After finding the line that contains "and category names)" in the entries below, retype it and every following line precisely, the last included.
==== Given records
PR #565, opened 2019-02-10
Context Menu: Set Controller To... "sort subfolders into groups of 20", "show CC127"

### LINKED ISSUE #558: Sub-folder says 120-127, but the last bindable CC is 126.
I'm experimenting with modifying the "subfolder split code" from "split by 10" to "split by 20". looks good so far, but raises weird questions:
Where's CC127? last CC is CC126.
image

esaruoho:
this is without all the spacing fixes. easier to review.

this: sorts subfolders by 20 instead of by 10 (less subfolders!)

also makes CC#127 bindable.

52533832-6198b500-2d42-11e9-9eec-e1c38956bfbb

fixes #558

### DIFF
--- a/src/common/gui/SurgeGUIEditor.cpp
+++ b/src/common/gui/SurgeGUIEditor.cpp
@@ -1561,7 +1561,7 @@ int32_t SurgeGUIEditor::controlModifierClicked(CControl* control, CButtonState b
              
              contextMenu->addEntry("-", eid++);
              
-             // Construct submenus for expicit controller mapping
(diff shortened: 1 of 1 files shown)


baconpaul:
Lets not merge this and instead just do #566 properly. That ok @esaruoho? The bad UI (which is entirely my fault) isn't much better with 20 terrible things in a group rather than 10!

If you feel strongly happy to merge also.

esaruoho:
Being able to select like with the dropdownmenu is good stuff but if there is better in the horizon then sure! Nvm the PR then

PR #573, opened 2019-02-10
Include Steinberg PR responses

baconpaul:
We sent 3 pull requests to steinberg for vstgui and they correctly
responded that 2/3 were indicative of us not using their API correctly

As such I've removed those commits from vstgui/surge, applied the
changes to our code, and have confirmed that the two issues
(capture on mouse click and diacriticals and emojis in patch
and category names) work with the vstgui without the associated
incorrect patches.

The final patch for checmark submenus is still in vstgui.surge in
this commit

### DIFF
========
Answer box:
and category names) work with the vstgui without the associated
incorrect patches.

The final patch for checmark submenus is still in vstgui.surge in
this commit

### DIFF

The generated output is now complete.